Key findings we want to preserve:
**Signal delivery in subints (stdlib limitation).**
CPython's signal machinery only delivers signals
(SIGINT included) to the *main thread of the main
interpreter*. Subints cannot install signal handlers
that will ever fire. This is an intentional design
choice in PEP 684 and not expected to change. For
tractor's subint actors, this means:
- Ctrl-C never reaches a subint directly.
- `trio.run()` running on a worker thread (as we do
for subints) already skips SIGINT handler install
because `signal.signal()` raises on non-main
threads.
- The only cancellation surface into a subint is
our IPC `Portal.cancel_actor()`.
**Legacy-mode subints share the main GIL** (which
our impl uses since `msgspec` lacks PEP 684 support
per `jcrist/msgspec#563`). This means a stuck subint
thread can starve the parent's trio loop during
cancellation — the parent can't even *start* its
teardown handling until the subint yields the GIL.

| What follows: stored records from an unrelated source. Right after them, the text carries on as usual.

Issue #1451, opened 2018-02-09
Max outstanding fetches assertion in soup


dbnicholson:
I have a job where I ask ostree to pull a lot of commits at once. I'm occasionally hitting an assertion in the soup fetcher:
```
OSTree:ERROR:src/libostree/ostree-fetcher-soup.c:387:start_pending_request: assertion failed (g_hash_table_size (thread_closure->outstanding) < thread_closure->max_outstanding): (24 < 24)
```
Looking at the pull code, I don't understand how this is happening. It seems like it starts queuing requests (rather than immediately starting them) as soon as you get to _OSTREE_MAX_OUTSTANDING_FETCHER_REQUESTS. How is it getting to 3 times that value?

cgwalters:
I think f4d1334e19ce3ab2f8872b1e28da52044f559401 missed deleting the assertions; looking at current master, nothing actually checks against `max_outstanding` in libsoup.

dbnicholson:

**Failure modes identified for Phase B.3 audit:**
1. Portal cancel lands cleanly → subint unwinds →
thread exits → destroy succeeds. (Happy path.)
2. IPC channel is already broken when we try to
send cancel (e.g., `test_ipc_channel_break_*`)
→ cancel raises `BrokenResourceError` → subint
keeps running unaware → parent hangs waiting for
`subint_exited`. This is what breaks
`test_advanced_faults.py` under subint.
3. Subint is stuck in non-checkpointing Python code
→ portal-cancel msg queued but never processed.
4. Subint is in a shielded cancel scope when cancel
arrives → delay until shield exits.
**Current teardown has a shield-bug too:**
`trio.CancelScope(shield=True)` wrapping the `finally`
block absorbs Ctrl-C, so even when the user tries
to break out they can't. This is the reason
`test_ipc_channel_break_during_stream[break_parent-...
no_msgstream_aclose]` locks up unkillable.
**B.3 hard-kill fix plan (next commit):**
1. Bound `driver_thread.join()` with
`trio.move_on_after(HARD_KILL_TIMEOUT)`.
2. If it times out, log a warning naming the
`interp_id` and switch the driver thread to
`daemon=True` mode (not actually possible after
start — so instead create as daemon=True upfront
and accept the tradeoff of proc-exit not waiting
for a stuck subint).
3. Best-effort `_interpreters.destroy()`; catch the
`InterpreterError` if the subint is still running.
4. Document that the leak is real and the only
escape hatch we have without upstream cooperation.
**Test plan for Phase B.3:**
New `tests/test_subint_cancellation.py` covering:
- SIGINT at spawn
- SIGINT mid-portal-RPC
- SIGINT during shielded section in subint
- Dead-channel cancel (mirror of `test_ipc_channel_
break_during_stream` minimized)
- Non-checkpointing subint (tight `while True` in
user code)
- Per-test `pytest-timeout`-style bounds so the
tests visibly fail instead of wedging the runner
### Sanity-check output (verbatim terminal excerpts)
Post-fix single-test validation:
```
1 passed, 1 warning in 1.06s
```
(same test that was hanging pre-fix:
`test_parent_cancels[...cancel_method=ctx-...False]`)
Full `tests/test_context_stream_semantics.py`
under subint:
```
61 passed, 1 warning in 100.35s (0:01:40)
```
and a clean-cache re-run:
```
61 passed, 1 warning in 100.82s (0:01:40)
```
No regressions on trio backend (same subset):
```
69 passed, 1 skipped, 3 warnings in 89.19s
```
### Commit msg
Also AI-drafted via `/commit-msg` + `rewrap.py
--width 67`. See `git log -1 26fb820`.